- [Exercise instructions]: Please repeat, from the entries that follow, the lines from the one containing "PR #3007, opened 2021-06-06" through the one containing "from Components.ScrollLabel import" exactly, adding nothing.

Provided data Start Marker

PR #812, opened 2017-03-01
[frontend] add variable use_dvbapi5_statistics

Dima73:
-exclusion list for tuners with wrong snr/db value dvb api 5

### DIFF
--- a/lib/dvb/frontend.cpp
+++ b/lib/dvb/frontend.cpp
@@ -676,7 +676,7 @@ int eDVBFrontend::openFrontend()
 	if (!m_multitype)
 		m_type = feSatellite;
 
-	use_dvbapi5_statistics = (!strstr(m_description, "FTM-4862 (Availink AVL6862)") && !strstr(m_description, "Sundtek"));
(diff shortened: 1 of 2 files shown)


littlesat:
I do not understand this line..

if (use_dvbapi5_statistics && m_dvbversion >= DVB_VERSION(5, 10))

Shouldn't it be

if (use_dvbapi5_statistics || m_dvbversion >= DVB_VERSION(5, 10))

Or could we simply consider to add the tuners in that specific line...

if (strstr(m_description, "FTM-4862 (Availink AVL6862)") || strstr(m_description, "Sundtek" || m_dvbversion >= DVB_VERSION(5, 10))

??

Dima73:
use_dvbapi5_statistics assigned once when openFrontend

littlesat:
Do we need this bool...

use_dvbapi5_statistics

When we can put all in the if..... ?  (with some comments).

The declaration of this bool is not required at all......

littlesat:
I'm afraid you still don't understand... As far I can see the bool is not required at all... Everything can be put in the if by changing just one line (as far I can see)...

littlesat:
FYI: https://github.com/OpenPLi/enigma2/commit/be101d226a74a2bd6b7c99d6d7a17dfac1b458d6

PR #822, opened 2017-03-04
Refactor dvb text encoding handler

stevenhoving:
Note, this pr also includes the code from [pr 821](https://github.com/OpenPLi/enigma2/pull/821) simply because it depends on it.

Now this is a bit different, because I am working on a bigger overhaul of the character encoding system (see https://github.com/stevenhoving/dvb_utf8) I have spend this afternoon figuring out how to incorporate my newly developed code in the enigma code base. This also means that I have figure out how the dvb character encoding quirk overwrite system works.
Although looking at the code didn't really sparked any ideas, I did find a couple of things in the code that could be improved. Like moving the `defaultEncodingTable` global variable inside the `eDVBTextEncodingHandler` class. The way I see it, they belong to each other.

**But I do have 2 additional questions:**
- Why does this file have its own `inline char tolower(char c)` implementation? Why don't you just use the implementation provided by `#include <ctype.h>`?
- You guys are using GCC6 right? Last time I checked it changed the default C++ version to 14, so unless you guys changed it back to `-std=gnu++98`, I could replace those ugly iterator definitions with `auto`. Wait, before you start to `#resist` about `auto`... let me explain. I do not mean AAA (Almost Always Auto), I would only propose to allow `auto` to be used in those ugly iterator situations.
For example, code like this:
```C++
for (std::map<eServiceReferenceDVB, ePtr<eDVBService> >::iterator sit(m_services.begin());
		sit != m_services.end(); ++sit)
	{
		if (sit->first.getTransportStreamID() == Tsid &&
			sit->first.getOriginalNetworkID() == Onid &&
			sit->first.getServiceID() == Sid)
			return sit->first;
	}
```
could become
```C++
for (auto &sit : m_services)
{
    auto &ref = sit.first; // service reference
    if (   ref.getTransportStreamID() == Tsid
        && ref.getOriginalNetworkID() == Onid
        && ref.getServiceID() == Sid)
            return ref;
}
```

Which in the end, is exactly the same as the code above but a bit easier to read (I know the code is not from this file, but I choose it only to illustrate the advantage).

### DIFF
--- a/lib/base/encoding.cpp
+++ b/lib/base/encoding.cpp
@@ -48,8 +48,8 @@ eDVBTextEncodingHandler::eDVBTextEncodingHandler()
 		/* no personalized encoding.conf, fallback to the system default */
 		file = eEnv::resolve("${datadir}/enigma2/encoding.conf");
 	}
-	CFile f(file.c_str(), "rt");
 
+	CFile f(file, "rt");
 	if (f)
 	{
 		size_t bufsize = 256;
--- a/lib/base/encoding.cpp
+++ b/lib/base/encoding.cpp
@@ -1,26 +1,26 @@
 #include <cstdio>
 #include <cstdlib>
+
 #include <lib/base/cfile.h>
 #include <lib/base/encoding.h>
 #include <lib/base/eerror.h>
 #include <lib/base/eenv.h>
 
-eDVBTextEncodingHandler encodingHandler;  // the one and only instance
-int defaultEncodingTable = 1;   // the one and only instance
+static eDVBTextEncodingHandler encodingHandler;  // the one and only instance
 
 inline char tolower(char c)
 {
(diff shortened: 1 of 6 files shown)


littlesat:
It seems this one has conflicts....

stevenhoving:
I will rebase... In a moment...

littlesat:
Imhad to revert the other merge request from you as they did not compile.... Now you've to wait for next weekend because I cannot test/evaluate

stevenhoving:
@littlesat not a problem, in the mean time I am trying to get enigma2 to build with travis-ci. So it can build and test my merge requests. See https://travis-ci.org/stevenhoving/enigma2
Its just WIP for now.

stevenhoving:
@littlesat Don't merge this pr just yet, let me finish my 'continuous integration' experiment.

littlesat:
Is it then ok I close this merge request and wait for te final?

PR #824, opened 2017-03-05
improve ci/vtuner support on fbc boxes

Dima73:
thanks O-E guys


littlesat:
What exactly does it improve?.... I do not see the problem which this merge request should improve....

pieterg:
vtuner ioctl's and fbc are unrelated.

littlesat:
Jjji merged it because it is a fix... But it needs to be revieuwed as it can be improved....

pieterg:
the commit needs to be split, as it addresses two unrelated things.
the fbc / ci stuff can be applied.
Regarding the vtuner ioctl's, we do not use the conflicting VTUNER_SET_RESPONSE, so I don't think we need the alternative numbering.
Even if vu dropped the backward compatibility for the original numbering, this is not related to fbc in any way.

PR #838, opened 2017-03-11
dvbci: restore checking CI slots before writing to tsmux

athoik:
If there is more that 1 CI nodes we use the DM8000 way (CI0 / CI1 ...)
If there is 1 CI node or none we use the DM7025 way (CI and writing /proc/stb/tsmux/input2).

Also initialize 2 inputs (dm7025) or 4 inputs (dm8000) like before.
Although the proper solution would be to initialize all inputs (with FBC we have way more than 4 inputs) by checking the existance of /proc/stb/tsmux/inputX nodes.
Or just initialize them, code will just produce a warning in setInputSource, not visible by default debug level.


eriksl:
Applied.

PR #839, opened 2017-03-11
Create configure option to define crash log email

athoik:
Use in bitbake with the following way:

```
def get_crashaddr(d):
    if d.getVar('CRASHADDR', True):
        return '--with-crashlogemail="${CRASHADDR}"'
    else:
        return 'the OpenPLi forum'

EXTRA_OECONF += "${@get_crashaddr(d)}"
```

More info: https://github.com/OpenPLi/openpli-oe-core/commit/ab71836560d67bc6ee3025b1b364b89508dd960d


eriksl:
Applied, thx!

PR #846, opened 2017-03-15
[RemoteControlType] add some model

Dima73:
-vs1000/vs1500/hd51/hd11/hd500c/hd530c/formuler4turbo

Warning: vs1500(hd51?) really not work for current drivers.
Tested remote VU+solo4k/Formuler1.


Dima73:
1)According to my tests multi rc noe work for vs1500.
2)This is a simple sort by numbers. So it's more convenient to read.

PR #2999, opened 2021-06-02
[epgcache.cpp] Fix UTF-8 double encoding bug

Huevos:
This bug was causing some EPG and AutoTimer searches to fail due to an encoding mismatch.

Patch author: LraiZer.


WanWizard:
Thanks, I've very short on available time atm.

PR #3004, opened 2021-06-05
all po update release-8.1 + fr.po translation

pr2git:


WanWizard:
Not needed, it isn't released yet, so it can still be rebased with develop.

PR #3005, opened 2021-06-06
update ru.po

Dima73:


WanWizard:
Your update crossed the po update, can you recreate it?

PR #3007, opened 2021-06-06
[PositionerSetup] add option "Checking ONID/TSID"

Dima73:
-"Checking ONID/TSID" use only manual.
Enter valid onid/tsid and run check.
-add option "Stop live TV service"
-update last sat rotor position
-small cosmetics code

### DIFF
--- a/lib/python/Plugins/SystemPlugins/PositionerSetup/plugin.py
+++ b/lib/python/Plugins/SystemPlugins/PositionerSetup/plugin.py
@@ -16,7 +16,7 @@ from Components.ActionMap import NumberActionMap, ActionMap
 from Components.NimManager import nimmanager
 from Components.MenuList import MenuList
 from Components.ScrollLabel import ScrollLabel
-from Components.config import config, ConfigSatlist, ConfigNothing, ConfigSelection, ConfigSubsection, ConfigInteger, ConfigFloat, KEY_LEFT, KEY_RIGHT, KEY_0, getConfigListEntry
+from Components.config import config, ConfigSatlist, ConfigNothing, ConfigSelection, ConfigSubsection, ConfigInteger, ConfigFloat, KEY_LEFT, KEY_RIGHT, KEY_0, getConfigListEntry, NoSave
 from Components.TuneTest import Tuner
 from Components.Pixmap import Pixmap
 from Tools.Transponder import ConvertToHumanReadable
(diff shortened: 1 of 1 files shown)


lib/python/Plugins/SystemPlugins/PositionerSetup/plugin.py
```diff
@@ -778,17 +786,48 @@ def tune(self, transponder):
...
+			self.onid = tsidonid[0]
+			self.tsid = tsidonid[1]
+			if self.frontend and self.isLocked() and not self.isMoving and hasattr(self, "raw_channel") and self.raw_channel:
+				self.checkingTsidOnid = True
+				self.raw_channel.receivedTsidOnid.get().append(self.gotTsidOnid)
+				self.raw_channel.requestTsidOnid()
+
+	def gotTsidOnid(self, tsid, onid):
+		if tsid == self.tsid and onid == self.onid:
+			msg = "\c0000??00" + _("This valid ONID/TSID")
```
nautilus7: Why do you keep hardcoding colors in the code?? Do you understand that skins cannot change these colors? This is unacceptable!

Dima73: `This is unacceptable!`
Why?
Green color ok.
Red color not ok.


What else does the user just need?
I think in 10 seconds of displaying the message, the user will tolerate these colors.

betacentauri: Eg some suffer red green weakness and can’t see the difference.
But I don’t think nautilus7 means this.

nautilus7: @Dima73 the purpose of skins is to define the colors THEY want (among other things). You do not allow them to do so with your coding....

A few years ago, I tried to clear all hard coded colors, but I see them coming back again. And you did it one more time recently with another commit (that I can't find right now).

nautilus7: If you think that adding colors gives some value to your code, then this is how I propose to do it https://github.com/OpenPLi/enigma2/commit/17f344a92cb05354e26179227b6ee49703d3c7e9

Dima73: Let's apply this patch.
Will you create a new one with custom colors later? 
Ok?

nautilus7: I am not in a mood of fixing other people's incomplete/scrappy code....

Btw, what does this patch do? Your description is not detailed at all.

PR #3018, opened 2021-06-19
[OSDPositionSetup] use standard save instead config.save()

Dima73:
If several windows are open at the same time, then only the settings of
the last window are saved.


littlesat:
Don’t you save the config file 4 times instead of one time? So a simple one time save just saves all? Or are there additional tricks in config to avoid this?

Dima73:
https://github.com/OpenPLi/enigma2/pull/3020

PR #3019, opened 2021-06-20
Fix the mess (Emergency)

persianpros:
@WanWizard 

This commit should be reverted and applied as a patch against the repo: https://github.com/OpenPLi/enigma2/commit/ad3d13eebef882b01494ce7d6e89628ff64b8e60

It's only the patch file.

P.S. https://github.com/OpenPLi/enigma2/pull/3016 is safe to merge aslo, it's just a PEP8 cleanup which we do automatically.


WanWizard:
I want to stay out of the PEP8 discussion if you don't mind, I have enough on my plate. 
I personally am all for code standards (no matter which one, but pick one and stick to it :grin: ).

So, this corrects the revert mess 100%?

persianpros:
@WanWizard 

Yes it's the fix for e2 repo, PEP8 is accepted among all teams even PLi (see the history of those files). It's just a monthly commit to keep it up-to-date with PEP8.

Provided data End Marker

- [Exercise solution]:
PR #3007, opened 2021-06-06
[PositionerSetup] add option "Checking ONID/TSID"

Dima73:
-"Checking ONID/TSID" use only manual.
Enter valid onid/tsid and run check.
-add option "Stop live TV service"
-update last sat rotor position
-small cosmetics code

### DIFF
--- a/lib/python/Plugins/SystemPlugins/PositionerSetup/plugin.py
+++ b/lib/python/Plugins/SystemPlugins/PositionerSetup/plugin.py
@@ -16,7 +16,7 @@ from Components.ActionMap import NumberActionMap, ActionMap
 from Components.NimManager import nimmanager
 from Components.MenuList import MenuList
 from Components.ScrollLabel import ScrollLabel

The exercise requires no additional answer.